248.4 Mobilization for Climate Justice: When South Fights North

Thursday, August 2, 2012: 11:30 AM
Faculty of Economics, TBA
Ligia TAVERA FENOLLOSA , FLACSO, Mongolia
From the nineties on, when the risks of global warming were acknowledged by the United Nations, climate change has become one of the most important themes in the international agenda. Two decades later, however, the responses given both by governments around the world and international agencies are perceived to be clearly insufficient. In this context, Bolivian President Evo Morales, proposed in January 2010 the creation of a Climate Justice Tribunal in the United Nations, as part of the Movimiento Mundial de los Pueblos por la Madre Tierra. In April, President Morales helped to organize the First World People’s Conference on Climate Change and the Rights of Mother Earth in the city of Cochabamba, a kind of a counter summit to the Climate Change Conference of the United Nations held in Copenhagen, Denmark in 2009. Whereas this later conference proved a debacle, Cochabamba represented a milestone in social mobilization. This paper examines the movement for climate justice in Latin America, with special emphasis on the Mexican case. Theoretically it aims at exploring the re-politicization and particularly the judiciarisation of social mobilization, and its implications for democracy.

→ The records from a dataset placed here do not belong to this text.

PR #3477, opened 2025-12-16
FLUX.2[max] support

cjkindel:
~Blocked by https://github.com/griptape-ai/griptape-cloud/pull/1746~

Ready for review, this will be v0.65.5
Screenshot 2025-12-16 at 11 04 15

### DIFF
--- a/src/griptape_nodes/version_compatibility/versions/v0_65_5/__init__.py
+++ b/src/griptape_nodes/version_compatibility/versions/v0_65_5/__init__.py
@@ -1,0 +1,5 @@
+"""Version 0.65.5 backward compatibility checks.
+
+This version includes backward compatibility for removed parameters in
+Flux2ImageGeneration: 'prompt_upsampling' and 'aspect_ratio'.
+"""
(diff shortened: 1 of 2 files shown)


collindutter (approved):

kateforsberg13 (changes requested):
Does this need a VersionCompatibility file that blocks SetParameterValueRequests on the removed parameters when opening existing workflows?

cjkindel:
> Does this need a VersionCompatibility file that blocks SetParameterValueRequests on the removed parameters?

The upside of that is that missing param updates don't trigger warnings, right?

kateforsberg13 (approved):

cjkindel:
@draftin1 That is the version of [griptape-nodes](https://github.com/griptape-ai/griptape-nodes), you need to update the Griptape Nodes Library which can be performed via the Library Manager under Settings.

The fact that you are seeing aspect_ratio confirms you are using an older version of the [standard library](https://github.com/griptape-ai/griptape-nodes-library-standard) which is no longer supported.

draftin1:
Ok. I see that difference now. 

I had the 0.52.1 version installed. Under Library management, it checked for updates, and recommended the latest version to be 0.52.3. That's different than the 0.52.4 you're showing.

I clicked it, it installed that version, and says there is no more recent version that 0.52.3.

I will examine the various conceptions of justice and legality underpinning the Movimiento and will try to understand the implications of the judiciarisation of social mobilization in terms of Cohen and Arato´s politics (politics of inclusion, influence, identity, and reform). Although in studies and discussions on justice, more and more attention is being paid to the phenomenon of judiciarisation, that is, the growing recourse of social actors to the courts, in the field of contentious politics we still need to investigate more.